Material for this task
Issue #1132, opened 2021-06-28
Add filtering to `query channels` to show channels between a pairs of chains


ancazamfir:
## Crate
relayer-cli

## Summary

Task objective
Would you copy the whole listing exactly?

Completed exercise
Issue #1132, opened 2021-06-28
Add filtering to `query channels` to show channels between a pairs of chains


ancazamfir:
## Crate
relayer-cli

## Summary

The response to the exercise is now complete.